YOUR GOAL: Hunt through the lines below for the string "bounds" and copy each one that has it.
.....
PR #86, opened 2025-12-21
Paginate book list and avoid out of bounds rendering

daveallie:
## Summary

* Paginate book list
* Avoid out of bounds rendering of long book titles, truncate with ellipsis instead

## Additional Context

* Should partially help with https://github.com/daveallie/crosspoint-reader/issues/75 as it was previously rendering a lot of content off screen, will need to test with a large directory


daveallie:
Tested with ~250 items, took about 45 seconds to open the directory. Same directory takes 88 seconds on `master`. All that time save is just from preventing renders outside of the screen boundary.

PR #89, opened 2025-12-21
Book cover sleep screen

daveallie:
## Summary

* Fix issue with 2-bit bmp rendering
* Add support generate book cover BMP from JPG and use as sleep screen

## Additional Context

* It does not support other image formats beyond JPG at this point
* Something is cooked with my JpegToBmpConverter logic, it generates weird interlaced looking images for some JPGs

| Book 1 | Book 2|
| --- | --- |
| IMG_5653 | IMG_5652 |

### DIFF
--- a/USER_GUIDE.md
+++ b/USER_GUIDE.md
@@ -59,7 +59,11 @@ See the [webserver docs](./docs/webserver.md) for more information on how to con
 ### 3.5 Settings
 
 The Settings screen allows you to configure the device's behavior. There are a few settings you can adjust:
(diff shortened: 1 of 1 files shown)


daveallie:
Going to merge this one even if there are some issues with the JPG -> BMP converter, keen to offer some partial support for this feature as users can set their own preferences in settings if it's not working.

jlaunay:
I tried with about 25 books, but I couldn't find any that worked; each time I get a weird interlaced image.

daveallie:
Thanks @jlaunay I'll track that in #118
.....
RESULT:
Paginate book list and avoid out of bounds rendering
* Avoid out of bounds rendering of long book titles, truncate with ellipsis instead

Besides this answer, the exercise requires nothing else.